PR #2025, opened 2025-02-28
Update migrate_schema to use check_migrations

aldato:
##### SUMMARY
We've seen the following errors in the operator logs (trimmed most of the output log since it's not required):

```
[installer : Create kubernetes job to perform the migration] **************\r\ntask path:

---

ResourceClaims:[]core.PodResourceClaim(nil)}}: field is immutable\\\",\\\"field\\\":\\\"spec.template\\\"}]},\\\"code\\\":422}\\\\n'\", \"reason\": \"Unprocessable Entity\", \"status\": 422}\n\r\n

\r\nlocalhost                  : ok=73   changed=0    unreachable=0    failed=1    skipped=76   rescued=0    ignored=0
```

If we check the output of the main conditional we can see that we've two unexpected results:

```
$ awx-manage showmigrations | grep -v '[X]' | grep '[ ]' | wc -l
2

$ awx-manage showmigrations | grep -v '[X]' | grep '[ ]'
 (no migrations)
 (no migrations)
```
They belong to:

```
dab_jwt_consumer
 (no migrations)
dab_rest_filters
 (no migrations)
```

The block interprets there are pending migrations when that's not the case and tries to edit the k8s job that already ran. If there are changes in the AutomationController CR it tries to change the k8s job spec.template, which is immutable.

##### ISSUE TYPE


roles/installer/tasks/migrate_schema.yml
```diff
@@ -6,7 +6,7 @@
     pod: "{{ awx_web_pod_name }}"
     container: "{{ ansible_operator_meta.name }}-web"
     command: >-
-      bash -c "awx-manage showmigrations | grep -v '[X]' | grep '[ ]' | wc -l"
+      bash -c "awx-manage check_migrations && echo $?"
```
chrismeyersfsu: The `&& echo $?` is good for bash command line debugging outside of ansible. But I think you want to remove it in this PR.

The `database_check.rc != 0` below is correct.

aldato: Yup, forgot to remove that and updated it just now. Thanks :)

ppmathis:
Thank you for the PR, @aldato! I stumbled across the same issue with AWX myself and decided to give this a test, but noticed that while the issue with the immutable Kubernetes job no longer happens, migrations are actually never being executed at all. Spawning an AWX operator with the modified `migrate_schema.yml` and then launching a new instance also reveals this, as it's forever stuck in the `init-database` task and migrations simply never run.

This led me towards checking out how `check_migrations` is defined, and well its naming is quite misleading; as can be seen [here](https://github.com/ansible/awx/blob/99be91e939a18305372729a718c983622b87212a/awx/main/management/commands/check_migrations.py#L4) in its command file, it's just an alias for `makemigrations` from Django.

So unfortunately the usage of `check_migrations` is wrong, as it will no longer check if there are any migrations that have not been applied to the system, but instead check if any Django models have changed and would require creating new migration files, which usually never happens in a release scenario, therefor never running the migrations.

In the end I reverted all changes to the `migrate_schema.yml` file and instead just used an updated command that excludes the specific extraneous lines caused by two Django apps with no migrations: `bash -c "awx-manage showmigrations | grep -v '(no migrations)' | grep -v '[X]' | grep '[ ]' | wc -l"`

Doing so worked well in my tests, meaning it both prevented the original issue but still applied migrations as needed. Maybe this PR could be updated to match this behavior?

aldato:
Thanks a lot for the suggestion and investigation @ppmathis! Just updated the PR with the changes that you proposed.

rooftopcellist (approved):

PR #2026, opened 2025-03-03
Add deployment type shortname for legacy API url

jamesmarshall24:
##### SUMMARY

Add deployment_type_shortname for legacy api url

##### ISSUE TYPE
 - New or Enhanced Feature

##### ADDITIONAL INFORMATION

n/a

### DIFF
--- a/roles/installer/templates/configmaps/redirect-page.configmap.html.j2
+++ b/roles/installer/templates/configmaps/redirect-page.configmap.html.j2
@@ -66,7 +66,7 @@ data:
         <p class="doc-note">
             The API endpoints for this platform service will temporarily remain available at the URL for this service.
             Please use the Ansible Automation Platform API endpoints corresponding to this component in the future.
-            These can be found at <a href="{{ public_base_url }}/api/{{ deployment_type }}" target="_blank">{{ public_base_url }}/api/{{ deployment_type }}</a>.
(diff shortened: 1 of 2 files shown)


rooftopcellist (approved):

roles/installer/templates/configmaps/redirect-page.configmap.html.j2
```diff
@@ -66,7 +66,7 @@ data:
         <p class="doc-note">
             The API endpoints for this platform service will temporarily remain available at the URL for this service.
             Please use the Ansible Automation Platform API endpoints corresponding to this component in the future.
-            These can be found at <a href="{{ public_base_url }}/api/{{ deployment_type }}" target="_blank">{{ public_base_url }}/api/{{ deployment_type }}</a>.
+            These can be found at <a href="{{ public_base_url }}/api/{{ deployment_type_shortname }}" target="_blank">{{ public_base_url }}/api/{{ deployment_type_shortname }}</a>.
```
rooftopcellist: @jamesmarshall24 I just tested this out and without the trailing slash, it's a 404.  That's technically an nginx conf bug, but can you add the slash on the end, which should make it work until we can fix the nginx.conf.

```suggestion
            These can be found at <a href="{{ public_base_url }}/api/{{ deployment_type_shortname }}" target="_blank">{{ public_base_url }}/api/{{ deployment_type_shortname }}/</a>.
```

rooftopcellist (approved):

PR #2043, opened 2025-05-09
fix: explicitly import ldap on config file

rochacbruno:

```
File "/etc/tower/conf.d/ldap.py", line 2, in <module> ldap.OPT_X_TLS_REQUIRE_CERT: True,
^^^^
NameError: name 'ldap' is not defined
```

### DIFF
--- a/roles/installer/templates/settings/ldap.py.j2
+++ b/roles/installer/templates/settings/ldap.py.j2
@@ -1,11 +1,13 @@
+{% if ldap_cacert_ca_crt %}
 import ldap
 
 AUTH_LDAP_GLOBAL_OPTIONS = {
-{% if ldap_cacert_ca_crt %}
     ldap.OPT_X_TLS_REQUIRE_CERT: True,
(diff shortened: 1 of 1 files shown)


rooftopcellist (approved):

roles/installer/templates/settings/ldap.py.j2
```diff
@@ -1,3 +1,5 @@
+import ldap
+
```
AlanCoding, line 3: I do think it would be nice to nest this in the if. This requires some refactoring.

```jinja2
{% if ldap_cacert_ca_crt %}
import ldap

AUTH_LDAP_GLOBAL_OPTIONS = {
    ldap.OPT_X_TLS_REQUIRE_CERT: True,
    ldap.OPT_X_TLS_CACERTFILE: "/etc/openldap/certs/ldap-ca.crt"
}
{% else %}
AUTH_LDAP_GLOBAL_OPTIONS = {}
{% endif %}
```

dsavineau (approved):

PR #216, opened 2016-01-23
Add challenge about floating-point accuracy.

QuLogic:
This is a wide topic, but I hope the description in the instructor's guide is sufficient to convey the general issue.

I'm a bit conflicted about the location. On the one hand, some of the lesson in `06-func` mentions this issue, but on the other hand it's not really relevant to functions. I think maybe it could be fit into `08-defensive` as something you need to be aware of when writing tests.

This PR is for Software Carpentry's Instructor training.

### DIFF
--- a/06-func.md
+++ b/06-func.md
@@ -685,3 +685,18 @@ the second parameter in the list.
 >
 > print(k)
 > ~~~
+
+> ## Floating-point accuracy {.challenge}
+>
+> What does the following code print? Is it what you expect?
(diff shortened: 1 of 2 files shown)


gvwilson:
We definitely need material on floating point precision, but I agree that the section on functions isn't the right place. Can you please look at https://github.com/swcarpentry/python-novice-gapminder and see if it belongs in there somewhere (perhaps with the material on testing)?

PR #217, opened 2016-01-27
Add blank line to fix code block formatting

adamobeng:
The generated HTML doesn't display 226--229 as a code block. It looks like pandoc requires a blank line before code blocks, but Github's builtin markdown renderer doesn't... Standards!


tbekolay:
Thank you!

PR #219, opened 2016-01-27
Remove reference to size of indent

adamobeng:
I think referring to the size of indents at this point could cause confusion. Given that it's not the first time we refer to indents, a reader might think that there is something about functions in particular that means that means they should be indented by four spaces. Also, this is already better dealt with in lesson 7.

### DIFF
--- a/06-func.md
+++ b/06-func.md
@@ -39,8 +39,7 @@ The function definition opens with the word `def`,
 which is followed by the name of the function
 and a parenthesized list of parameter names.
 The [body](reference.html#function-body) of the function --- the
-statements that are executed when it runs --- is indented below the definition line,
-typically by four spaces.
+statements that are executed when it runs --- is indented below the definition line.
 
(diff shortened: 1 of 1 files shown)


06-func.md
```diff
@@ -39,8 +39,7 @@ The function definition opens with the word `def`,
 which is followed by the name of the function
 and a parenthesized list of parameter names.
 The [body](reference.html#function-body) of the function --- the
-statements that are executed when it runs --- is indented below the definition line,
-typically by four spaces.
+statements that are executed when it runs --- is indented below the definition line.
```
iglpdc: I'd change "when it runs" -> "when the function is called".

Also why not adding "similarly to loops and conditionals" after "below the definition line".

tbekolay:
I agree; it is in part a personal preference, and if people are wondering what the standard is, they can look at the many code examples in the lesson. Merging!

PR #222, opened 2016-01-27
Small changes from review

QuLogic:
After reviewing the lesson for instructor training, I've put together several small changes that fix minor issues like typos, etc..

### DIFF
--- a/01-numpy.md
+++ b/01-numpy.md
@@ -207,7 +207,7 @@ print(type(data))
 <class 'numpy.ndarray'>
 ~~~
 
-The output tells us that `data` currently refers to an N-dimensional array created by the NumPy library. These data correspond to arthritis patients' inflammation. The rows are the individual patients and the columns are there daily inflammation measurements.
+The output tells us that `data` currently refers to an N-dimensional array created by the NumPy library. These data correspond to arthritis patients' inflammation. The rows are the individual patients and the columns are their daily inflammation measurements.
 We can see what its [shape](reference.html#shape) is like this:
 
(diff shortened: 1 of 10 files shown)


QuLogic:
It looks like I have fixed #217 and #218 in here too.

iglpdc:
Great! +1 (maybe merging first #217 and #218)

tbekolay:
This all looks great! I am going to skip the changes to `python3` in 1366e046e8d0048c760e744e4bbba3bdf3803a17 because 1) this breaks things for me because I use a virtual environment and 2) eventually `python` should reference `python3` and the special case will be `python2`.

QuLogic:
> 1) this breaks things for me because I use a virtual environment

Hmm, sounds like another thing broken with `virtualenv`. Conda and pyvenv seem to do this correctly?

> 2) eventually python should reference python3 and the special case will be python2.

Unfortunately, PEP0394 doesn't have much of a timeline for it, _but_ it does suggest writing a cross-compatible script if using the `python` reference, so everything should be working right now.

tbekolay:
> Hmm, sounds like another thing broken with virtualenv. Conda and pyvenv seem to do this correctly?

Yeah, this is mostly an issue with my setup. I'm using a python2 virtualenv; were I using a python3 virtualenv it would work fine. Another issue that I should have mentioned is that the `Makefile` is shared across all lesson repositories, so changing it might make it more difficult to pull in changes from [lesson-template](https://github.com/swcarpentry/lesson-template/blob/gh-pages/Makefile) in the future.

PR #223, opened 2016-01-27
Clarify expression of error types

adamobeng:
Without this change, it could be interpreted to mean that using the "read" flag instead of the "write" flag can cause a `FileNotFoundError`, whereas it's a different type of error entirely.


iglpdc:
Looks good to me.

tbekolay:
Me too, thanks!

PR #224, opened 2016-01-27
Merge two distinct references to argparse

adamobeng:


tbekolay:
Thanks, this is a lot better IMO as it keeps all of the argparse references in the callout, rather than the main lesson. Merging!

PR #227, opened 2016-02-06
Update numpy.md, files.md

joannadiong:
Modification to numpy.md
I instructed a python workshop and only introduced the magic command `% matplotlib inline` _after_ getting participants to run the section to show the heat map. I learned that on some computers (Macs, and a few Windows), the ipython notebook hangs if the magic command is not specified - a handful of participants were forced to shut down the notebook and restart. It would be helpful to include the magic command earlier when plotting the graphs to prevent notebooks from potentially hanging.

Modification to files.md
My machine runs on Linux Mint 17.2 (I am new to Linux). The `print(glob.glob('inflammation*.csv'))` command executed but produced a list of inflammation filenames that were out of numeric order. I checked with participants but it seems this behaviour only occurred on my machine. Everyone in that workshop was either running Windows or Mac so the problem may be OS dependent. It was easily fixed with by adding the `sorted()` option. This change could be considered for inclusion but it is not a major problem.

Thanks

### DIFF
--- a/01-numpy.md
+++ b/01-numpy.md
@@ -511,6 +511,7 @@ and use two of its functions to create and display a heat map of our data:
 
 ~~~ {.python}
 import matplotlib.pyplot
+% matplotlib inline
 image  = matplotlib.pyplot.imshow(data)
 matplotlib.pyplot.show(image)
 ~~~
--- a/04-files.md
+++ b/04-files.md
@@ -24,7 +24,7 @@ while `?` matches any one character.
 We can use this to get the names of all the HTML files in the current directory:
 
 ~~~ {.python}
-print(glob.glob('data/inflammation*.csv'))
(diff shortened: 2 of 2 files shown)


tbekolay:
For the `%matplotilb inline` change, could you instead make a separate callout that gives some context on it and how it is used? Currently this lesson does not require the use of Jupyter notebooks, so we would like to keep Jupyter notebook-specific instructions in callouts so that people not using notebooks can quickly see that instructions are notebook specific and skip them.

#246 also contains the `sorted` fix; there have been several comments there about how best to explain why `sorted` is useful and when is best to mention it, so could you look there and update this PR accordingly? Alternatively, if you prefer, you can take the `sorted` part of this PR out and leave it to #246.

PR #230, opened 2016-02-10
Add debugging challenge (part 09)

davidjb:
This exercise has the aim of ensuring learners are able to step through
unseen code with unexpected output to locate issues.  The issues present
are that the loop is not being utilised correctly (height/weight always
set as the first patient's data) and that the height/weight variables
are reversed.

### DIFF
--- a/09-debugging.md
+++ b/09-debugging.md
@@ -7,6 +7,7 @@ minutes: 30
 > ## Learning Objectives {.objectives}
 >
 > *   Debug code containing an error systematically.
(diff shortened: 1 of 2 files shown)


valentina-s:
Thank you for your contribution! Could you also, please, add the above description to the instructors manual (instructors.md). This way instructors will know what are the issues with the code. Thanks!

davidjb:
@valentina-s done, added notes and more to the instructors doc.

PR #231, opened 2016-02-10
Lesson 10:-cmdline Explanation for silent failure is wrong for readings-04.py. 

sschmeier:
Changed explanation.

The original explanation "If `action` isn’t one of the three recognized flags, the program loads each file but does nothing with it (because none of the branches in the conditional match). Silent failures like this are always hard to debug." is incorrect.

$ python readings-04.py --blah test.txt
will throw exception as `values` is not defined through one of the flags

However,
$ python readings-04.py test.txt
$ python readings-04.py --max
will run and this produce a silent failure.

We only get a silent failure if we do not specify at least two additional arguments on the command-line, one for the **flag** and one for the **filename**, but only one, the program will not throw an exception but will run. It assumes that the file list is empty, as `sys.argv[1]` will be considered the `action`, even if it is a filename.

### DIFF
--- a/10-cmdline.md
+++ b/10-cmdline.md
@@ -403,11 +403,15 @@ but there are several things wrong with it:
 
 1.  `main` is too large to read comfortably.
 
-2.  If `action` isn't one of the three recognized flags,
-    the program loads each file but does nothing with it
-    (because none of the branches in the conditional match).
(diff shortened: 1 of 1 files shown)


tbekolay:
Right you are. Thanks!

PR #232, opened 2016-02-11
Added loops diagram

tcford:
As part of SWC teacher training, I (Talitha Ford) created a diagram to help illustrate how loops work. Hope its useful!


tbekolay:
Hi @tcford, thanks for the PR! A few minor things:

- I think you forgot to add the image to the commit. Could you put it in the `img` folder and add it to this PR? Note that we usually prefer SVG diagrams over PNG, so if you happen to have an SVG you can use that instead :)
- We prefer Markdown syntax over HTML tags. You can include an image in Markdown with `alt text`. Instead of setting the width in the HTML tag, you can change the image itself to be the desired width.

tcford:
Sorry @tbekolay, 
I have include both .png and .svg images in the fig directory. Im not familiar with svg and can not work out why some of the text in the image is missing. 
I have changed the syntax to Markdown, though the image is quite large and might need resizing.
Did the new pull request work?

PR #233, opened 2016-02-11
New Question for 05-cond (Instructor Training Checkout)

amantero:
New Question for 05-Cond for Instructor Training Checkout, I thought introducing the idea of the while loop plus having them construct it using concepts from the just covered sections could be useful.


gvwilson:
Thanks very much for the PR - I agree that programmers should know about `while` loops, but the lesson is already full to bursting, so we're trying not to introduce new concepts.  I hope there will be room for this in the full-day novice lesson https://github.com/swcarpentry/python-novice-gapminder.

PR #234, opened 2016-02-12
Added exercise in conditionals section on using the break statement.

mcmero:
This is for Software Carpentry instructor training. The exercise is aimed at integrating concepts from the loops and conditionals modules, and introducing how loops can be terminated early using conditionals with the break statement.


gvwilson:
Thank you for the PR - the `break` statement is very useful, but we'd prefer an example that showed it doing something people actually do in real life (most of us don't calculate Fibonacci sequences).  Can you please re-submit with a different motivating example?

PR #1035, opened 2023-05-02
Fix formatting issues on multi-line string

VictorGambarini:
Fix formatting issues on multi-line string on readings_08.py. The multi-line string should not be indented, as it causes extra whitespace to be printed when the message is displayed. Also updated the whole string to look better.

---

---

### DIFF
--- a/episodes/12-cmdline.md
+++ b/episodes/12-cmdline.md
@@ -816,9 +816,13 @@ def main():
     script = sys.argv[0]
     if len(sys.argv) == 1: # no arguments, so print help message
         print("""Usage: python readings_08.py action filenames
-              action must be one of --min --mean --max
-              if filenames is blank, input is taken from stdin;
-              otherwise, each filename in the list of arguments is processed in turn""")
+
+action:
+    Must be one of --min, --mean, or --max.
+
+filenames:
+    If blank, input is taken from standard input (stdin).
+    Otherwise, each filename in the list of arguments is processed in turn.""")
         return
 
     action = sys.argv[1]


vinisalazar (changes requested):
Hi @VictorGambarini,

Thank you for your contribution. I agree that unnecessary whitespace should be removed from multiline strings like that one.

However, it seems weird to me to remove all indentation from the string. Although this is not a docstring, [PEP-8](https://peps.python.org/pep-0008/#string-quotes) states that "For triple-quoted strings, always use double quote characters to be consistent with the docstring convention in [PEP 257](https://peps.python.org/pep-0257).". That PEP states that ["The entire docstring is indented the same as the quotes at its first line [...]."](https://peps.python.org/pep-0257/#multi-line-docstrings).

Do you think you could modify your PR to account for that? I believe that PEP 257 offers scripts to format these strings, or you could use a code formatting tool such as [black](https://github.com/psf/black).

Let me know if you need any assistance!

Thank you.
Vini

episodes/12-cmdline.md
```diff
@@ -816,9 +816,13 @@ def main():
...
-              action must be one of --min --mean --max
-              if filenames is blank, input is taken from stdin;
-              otherwise, each filename in the list of arguments is processed in turn""")
+
+action:
+    Must be one of --min, --mean, or --max.
+
+filenames:
+    If blank, input is taken from standard input (stdin).
+    Otherwise, each filename in the list of arguments is processed in turn.""")
```
ineelhere, line 825: Thanks for your contribution 😃 
Keeping code readability as a priority, it would be great if you could please shift these codes to the right for a consistent indentation.

ineelhere (changes requested):
Thanks for your comment and suggestion @vinisalazar. I too agree with you.

Hi @VictorGambarini. Thanks for the formatting suggestions. Keeping code readability as a priority, it would be great if you could please modify your PR with consistent indentation. 😃

VictorGambarini:
Hi @vinisalazar and @ineelhere,

Thank you for the very fast reply. :)

I discovered that the same file is in two places: "episodes/12-cmdline.md" and "episodes/files/code/readings_08.py."

The files were a little different in both places, so I updated both to have the exact same code.

I'm happy to contribute.

Cheers

ineelhere (approved):

PR #1045, opened 2023-06-22
Update 10-defensive.md

minyoungJYi:
I didn't know how to do the fancier mark up.  But I thought decomposing the assert function was part of the SWC ethos.

### DIFF
--- a/episodes/10-defensive.md
+++ b/episodes/10-defensive.md
@@ -55,7 +55,8 @@ and the most common way to do it is to add
 [assertions](../learners/reference.md#assertion) to our code
 so that it checks itself as it runs.
 An assertion is simply a statement that something must be true at a certain point in a program.
-When Python sees one,
+The structure of an assertion is "assert [test condition] [helpful error message].
+ When Python sees one,
 it evaluates the assertion's condition.
 If it's true,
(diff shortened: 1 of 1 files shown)


episodes/10-defensive.md
```diff
@@ -55,7 +55,8 @@ and the most common way to do it is to add
 [assertions](../learners/reference.md#assertion) to our code
 so that it checks itself as it runs.
 An assertion is simply a statement that something must be true at a certain point in a program.
-When Python sees one,
+The structure of an assertion is "assert [test condition] [helpful error message].
```
ineelhere, line 58: Thanks for the contribution. 
A trailing `"` after `message]` could be introduced to close the unclosed opening quotation mark before `assert`. 😃 

Please feel free to use the following statement as a fix
```
"assert [test condition] [helpful error message]"
```

ineelhere (changes requested):

episodes/10-defensive.md
edbennett: The "fancier formatting" suggested would be to use a backtick `` ` `` before and after the code text instead of the double quote `"`.

PR #1046, opened 2023-06-23
Update 11-debugging.md

minyoungJYi:
The solution isn't consistent with the code in the question.

Doing this as a part of instructor checkout.

### DIFF
--- a/episodes/11-debugging.md
+++ b/episodes/11-debugging.md
@@ -280,7 +280,7 @@ def calculate_bmi(weight, height):
 for patient in patients:
     weight, height = patients[0]
     bmi = calculate_bmi(height, weight)
-    print("Patient's BMI is:", bmi)
+    print("Patient's BMI is: %f", %f bmi)
 ```
 
 ```output


episodes/11-debugging.md
```diff
@@ -280,7 +280,7 @@ def calculate_bmi(weight, height):
 for patient in patients:
     weight, height = patients[0]
     bmi = calculate_bmi(height, weight)
-    print("Patient's BMI is:", bmi)
+    print("Patient's BMI is: %f", %f bmi)
```
ineelhere, line 283: the formatting placeholder `%f` is placed incorrectly. To format the `bmi` variable correctly, it should be placed inside the string using the `%` operator.
```
print("Patient's BMI is: %f" % bmi)
```

ineelhere (changes requested):
Thanks for the contribution and the PR @minyoungJYi 😃 

There is a syntax error in the code, please check my comments for the same.

edbennett:
It's no longer obvious in the "blame" view because of the lesson transformation, but this change would effectively revert #991.

Since the lesson doesn't teach the `%` syntax for string interpolation at any point, I'd suggest that the solution not being changed was an oversight in #991, and it would be preferable to adjust the solution to match the exercise rather than the other way around.

PR #1057, opened 2023-07-27
use four spaces for indentation, not two or three

edbennett:
I spotted while delivering this lesson that while the convention of using four spaces for indentation is used almost everywhere, one code block in one episode uses two spaces (without any other comment).

This convention is universally adopted enough that I think it's reasonable to use it exclusively. (If we were going to mix conventions then we would want to have a lot more explanation than is currently present.)

Based on this observation, I've systematically checked the full lesson and made all spacing consistent. There is one remaining place where spacing is inconsistent, but this is deliberate to cause an `IndentationError` in episode 09.


ineelhere (approved):
Thank you, @edbennett, for the contribution with uniformity in indentations.

PR #1058, opened 2023-07-27
adjust wording of range exercise; fix #1053

### LINKED ISSUE #1053: Strange wording in episode 05 challenge
A [challenge in the episode on loops](https://swcarpentry.github.io/python-novice-inflammation/instructor/05-loop.html#from-1-to-n) has the sentence

> Using `range`, write a loop that uses `range` to print the first 3 natural numbers:

Could this sentence be rephrased to remove either "Using `range`" or "that uses `range`"?

edbennett:
Adjusted the wording of the exercise using `range` in episode 5, to fix the confusion raised in #1053 

I chose to keep the "Using `range`", since the other wording might imply that `range` should do the printing. (I recently encountered a learner trying to call `range` directly for this challenge rather than using a loop with `print` in the body.)

### DIFF
--- a/episodes/05-loop.md
+++ b/episodes/05-loop.md
@@ -268,7 +268,7 @@ accept 1, 2, or 3 parameters.
   For example, `range(3, 10, 2)` produces `3, 5, 7, 9`.
 
 Using `range`,
-write a loop that uses `range` to print the first 3 natural numbers:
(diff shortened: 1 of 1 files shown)


ineelhere (approved):
Thank you for contributing to this lesson, @edbennett . Best wishes 🙂

PR #1060, opened 2023-07-27
New python branch

falavigit:
With defining shorter name for python libraries in the import line, we can save time in coding, as they are called frequently in codes. 
import numpy as np 
import matplotlib as plt 
---

---


ineelhere (commented):
Hello @falavigit, thank you for the suggestion and PR. Highly appreciate your efforts.

Although it is great to use abbreviations for the imported libraries, for this particular lesson, it would be a bit more helpful for new/first time learners to easily understand the usage of the library functions if the full name is used. 🙂

Thank you again for your efforts, happy coding!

#### [REQUIRED ACTION]
Search the data and copy each line containing "called".

#### [SOLVED EXERCISE]
iglpdc: I'd change "when it runs" -> "when the function is called".
With defining shorter name for python libraries in the import line, we can save time in coding, as they are called frequently in codes. 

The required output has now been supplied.